CERUBIDINE- daunorubicin hydrochloride injection, powder, for solution
Bedford Laboratories
Rx ONLY
WARNING
Cerubidine must be given into a rapidly flowing intravenous infusion. It must never be given by the intramuscular or subcutaneous route. Severe local tissue necrosis will occur if there is extravasation during administration.
Myocardial toxicity manifested in its most severe form by potentially fatal congestive heart failure may occur either during therapy or months to years after termination of therapy. The incidence of myocardial toxicity increases after a total cumulative dose exceeding 400 to 550 mg/m2 in adults, 300 mg/m2 in children more than 2 years of age, or 10 mg/kg in children less than 2 years of age.
Severe myelosuppression occurs when used in therapeutic doses; this may lead to infection or hemorrhage.

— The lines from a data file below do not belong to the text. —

PR #308, opened 2016-08-22
Add multiplexer client

thePanz:
Define a MultiplexerClient to handle multiple Proxy clients

### DIFF
--- a/doc/proxy-clients.rst
+++ b/doc/proxy-clients.rst
@@ -5,6 +5,8 @@ This library ships with clients for the Varnish and NGINX caching servers and
 the Symfony built-in HTTP cache. A Noop client that implements the interfaces
 but does nothing at all is provided for local development and testing purposes.
 
+A Multiplexer client is also available to forward calls to multiple proxy clients.
+
 The recommended usage is to have your application interact with the
 :doc:`cache invalidator <cache-invalidator>` which you set up with the proxy
 client suitable for the proxy server you use.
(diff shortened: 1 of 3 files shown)


src/ProxyClient/MultiplexerClient.php
```diff
@@ -0,0 +1,141 @@
...
+namespace FOS\HttpCache\ProxyClient;
+
+use FOS\HttpCache\Exception\ExceptionCollection;
+use FOS\HttpCache\Exception\InvalidArgumentException;
+use FOS\HttpCache\ProxyClient\Invalidation\BanInterface;
+use FOS\HttpCache\ProxyClient\Invalidation\PurgeInterface;
+use FOS\HttpCache\ProxyClient\Invalidation\RefreshInterface;
+
+/**
+ * This class forwards invalidation to all attached clients.
```
dbu: can you add an `@author` line with your name here?

doc/proxy-clients.rst
```diff
@@ -136,6 +138,29 @@ cache invalidator optional in your code, you can (based on the environment)
...
+
+    use FOS\HttpCache\ProxyClient\MultiplexerClient;
+    use FOS\HttpCache\ProxyClient\Nginx;
+    use FOS\HttpCache\ProxyClient\Symfony;
+
+    $nginxClient = new Nginx($servers);
+    $symfonyClient = new Symfony([...]);
+    $client = new MultiplexerClient([$nginxClient, $symfonyClient]);
+
+.. note::
```
dbu: instead of making this a note, lets make this a code comment above the `new MultiplexerClient` line.

and say: "// Expects an array of ProxyClientInterface in the constructor"

dbu:
thanks! i wonder how we can say it, but in general having multiple layers of HTTP caching is not a good idea. maybe mention that its useful during transition? what other use cases do we have for it?

i guess that can be a `note` at the start of that chapter.

tests/Unit/ProxyClient/MultiplexerClientTest.php
```diff
@@ -0,0 +1,127 @@
...
+use FOS\HttpCache\ProxyClient\MultiplexerClient;
+use FOS\HttpCache\ProxyClient\ProxyClientInterface;
+
+class MultiplexerClientTest extends \PHPUnit_Framework_TestCase
+{
+    public function testBan()
+    {
+        $headers = ['Header1' => 'Header1-Value'];
+
+        $mockClient1 = $this->createMock(BanInterface::class);
```
dbu: we still support php 5.5 and that means phpunit 4.* which means no createMock :-(

can you please use the old getMock instead?

doc/proxy-clients.rst
```diff
@@ -5,6 +5,13 @@ This library ships with clients for the Varnish and NGINX caching servers and
 the Symfony built-in HTTP cache. A Noop client that implements the interfaces
 but does nothing at all is provided for local development and testing purposes.
 
+A Multiplexer client is also available to forward calls to multiple proxy clients.
+
+.. note::
+
+    Having multiple layers of HTTP caches in place is usually not a good idea, the
+    Multiplexer client is useful during transition phases.
```
dbu: please move the note into the section on the multiplexer client

thePanz: Done

dbu:
thanks a lot emanuele!

PR #311, opened 2016-09-29
feat(client): adds a noop client which implements all interfaces but …

gsdevme:
This was merged into master, but Im not sure what the plan for master is currently. Is it possible to have this added into 1.4? 

Edit: Ugh.. seems its not so easy.

### DIFF
--- a/src/ProxyClient/Noop.php
+++ b/src/ProxyClient/Noop.php
@@ -1,0 +1,90 @@
+<?php
+
+/*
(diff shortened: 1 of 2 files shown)


dbu:
i really hope i can wrap up the 2.0 release in the coming weeks. there needs to be one more iteration for the httplug integration, but i have something cooking for that, and once that is in its mainly about testing and validating we have no regressions.

PR #312, opened 2016-10-07
refactor http abstraction

### LINKED ISSUE #301: [doc] client setup with httplug
the doc is still talking about guzzle, update for httplug
http://foshttpcache.readthedocs.io/en/latest/proxy-clients.html

### LINKED ISSUE #305: how to HttpAdapter?
we currently have [HttpAdapter](https://github.com/FriendsOfSymfony/FOSHttpCache/blob/master/src/ProxyClient/Http/HttpAdapter.php) that creates requests and sends them through a Httplug client. could a Httplug plugin duplicate requests for each caching proxy or is that not something that not feasable? any other solutions or architecture ideas?

probably we should at least not instantiate the adapter in the AbstractProxyClient https://github.com/FriendsOfSymfony/FOSHttpCache/blob/master/src/ProxyClient/AbstractProxyClient.php#L85

dbu:
fix #305, fix #301

the proxy clients know what they want to invalidate. the logic how to send the requests to each of the caching reverse proxy servers is now isolated in HttpAdapter, along with queuing the requests and sending them out in parallel on flush.

* [x] Clean up tests
* [x] Update documentation
* [x] Convert HTTP errors to exceptions in client


tests/Unit/ProxyClient/VarnishTest.php
```diff
@@ -11,22 +11,40 @@
...
+        $varnish = new Varnish($this->client);
+        $this->client->expects($this->once())
+            ->method('invalidate')
+        ;
+        $this->client->expects($this->once())
+            ->method('flush')
+        ;
         $varnish->ban([])->flush();
 
+        /*
```
dbu: clean up this class

dbu:
thanks for the input. you are right, i will refactor to use the RequestFactory instead.

but the overall architecture seems right to you?

src/ProxyClient/Http/HttpAdapter.php
```diff
@@ -254,6 +270,13 @@ private function setBaseUri($uriString = null)
      */
     private function filterUri($uriString, array $allowedParts = [])
     {
+        if (!is_string($uriString)) {
+            throw new \InvalidArgumentException(sprintf(
+                'Uri parameter must be a string, %s given',
```
sagikazarmark: Just for consistency: use URI or Uri

src/ProxyClient/Http/HttpAdapter.php
```diff
@@ -254,6 +270,13 @@ private function setBaseUri($uriString = null)
...
+                gettype($uriString)
```
sagikazarmark: Maybe output object instance and/or resource types too? I saw a oneliner for that somewhere

sagikazarmark:
Found a few more things.

I like the architecture. There is one more things which is not critical, but this is the time to think about it once more: I would try to find a better name for HttpAdapter, because it's not really an adapter. Maybe HttpBridge?

dbu:
naming things... what about calling it HttpInvalidator?

sagikazarmark:
Does it do any invalidation? As far as I saw it's a bridge between HTTP Client and ProxyClient...hence the Bridge idea. :smile: 

If it has any more behaviour, it's fine too.

dbu:
it accepts PSR 7 requests, queues them and then sends them to a list of servers. while sending them out, it also completes them with host header and sends them to the right ips.

the requests are meant to be invalidation requests, but could be other things. so i am not sure if bridge is the right word. the fact that this is HTTP is also known in the proxy client implementations.

src/ProxyClient/Http/HttpAdapter.php
dbu: don't think it will help much, when it has to be a string and nothing else

sagikazarmark:
Hm.... HttpDispatcher, HttpProxynator, HttpInvalidationBroker, HttpConnector?

HttpInvalidator is not actually true then as it doesn't do invalidation, it's the server that does it.

dbu:
dispatcher sounds good! thanks for the help mark.

sagikazarmark:
Anytime, although Proxynator was my personal favourite. :smile:

dbu:
> Proxynator 

maybe we should rename the library to FOSHttpProxynator :-)

PR #320, opened 2016-10-25
extract shared assertions into traits

### LINKED ISSUE #213: Reduce code duplication in tests

dbu:
fix #213

i opted to not put these traits into the src/Test folder so that we don't need to respect BC with them. i did not call the methods "testX" to avoid that they would be executed automatically.


ddeboer:
Nice cleanup, thanks!

PR #322, opened 2016-10-26
Add Varnish 5 compatibility

### LINKED ISSUE #319: Varnish 5 compatibility
[Varnish 5](https://www.varnish-cache.org/docs/trunk/whats-new/index.html) was released last month. “All users on 4.1 should be able to upgrade to this version without trouble”: this sounds hopeful. :wink:
- [ ] test against Varnish 5 on Travis
- [ ] make necessary changes to the VCLs that we ship (if necessary)
- [ ] update docs

ddeboer:
Fix #319.
- Make VCL compatible with Varnish 5.
- Move Varnish 4/5 files to varnish.
- Keep varnish-3 for now.
- Upgrade Travis config to Trusty/edge to get rid of
    /usr/lib/varnish/libvarnish.so: undefined symbol: pcre_free_study
- Update documentation.


dbu:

It is recommended that Cerubidine be administered only by physicians who are experienced in leukemia chemotherapy and in facilities with laboratory and supportive resources adequate to monitor drug tolerance and protect and maintain a patient compromised by drug toxicity. The physician and institution must be capable of responding rapidly and completely to severe hemorrhagic conditions and/or overwhelming infection.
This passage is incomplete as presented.